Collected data
--- START ---

PR #2550, opened 2022-11-04
Move module creation to program

dcodeIO:
Moves creation of the module to the program, which is the common link between all of parser, resolver, compiler *and* module. With the change, it for example becomes possible to assign names of program elements when building compound types for classes and signatures, where previously there was a missing reference to the module (type => program !=> module) the names are supposed to be added to.


CountBleck:
This change also allows `CompiledExpression` to be usable in transforms, I think.

PR #2555, opened 2022-11-10
Remove no longer used half of RTTI

dcodeIO:
The compiler no longer depends on embedded RTTI, in particular base class ids (see #2548, where `instanceof` helpers are now compiler-generated). There are still two uses of RTTI outside of the compiler itself, though: One is to determine pointer-free objects during GC, and the other is the loader, that both rely on type flags. The pointer-free use case is important enough to at least keep the flags, so this PR slashes RTTI in half, removing the base class id alongside the now unused programmatic `__instanceof` helper.


jtenner:
This is going to break ASON. Why is `__instanceof` being removed? There doesn't seem like a logical reason for this to occur.

dcodeIO:
It's a change resulting from #2548, where remaining open issues with interfaces have been tackled as well that required a more sophisticated approach to implement `instanceof` to also support interfaces. It's now compiler generated. In turn, the old mechanism to perform these checks became unused, and as such redundant. Can you explain the use case a little? Perhaps there are ways to support it otherwise.

jtenner:
```ts
abstract class BaseClass {}

class MyClass extends BaseClass {}

ASON.deserialize<BaseClass>(buffer); // no longer can validate a serialized MyClass

```


This breaks the entirety of the as-lunatic package and I would have to ask end users of ASON to do this:

```ts
let result = ASON.deserialize<BaseClass>(); // oh no it's an Array
assert(result instanceof BaseClass); // not ergonomic and backwards uncompatible
```

dcodeIO:
Can `ASON.deserialize<T>` perhaps do:

```ts
function deserialize<T>(...) {
  let ret = ...;
  if (ret instanceof T) ... // AS allows this
}
```

jtenner:
The assert would panic if it isn't an instanceof  T... let me try that.

dcodeIO:
I guess one question there is what is used as the type of `ret` so this doesn't become precomputed, hmm.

--- END ---

### Your objective
The required output is a copy of each line in the records where the string "doesn" occurs.

### Answer box
This is going to break ASON. Why is `__instanceof` being removed? There doesn't seem like a logical reason for this to occur.
I guess one question there is what is used as the type of `ret` so this doesn't become precomputed, hmm.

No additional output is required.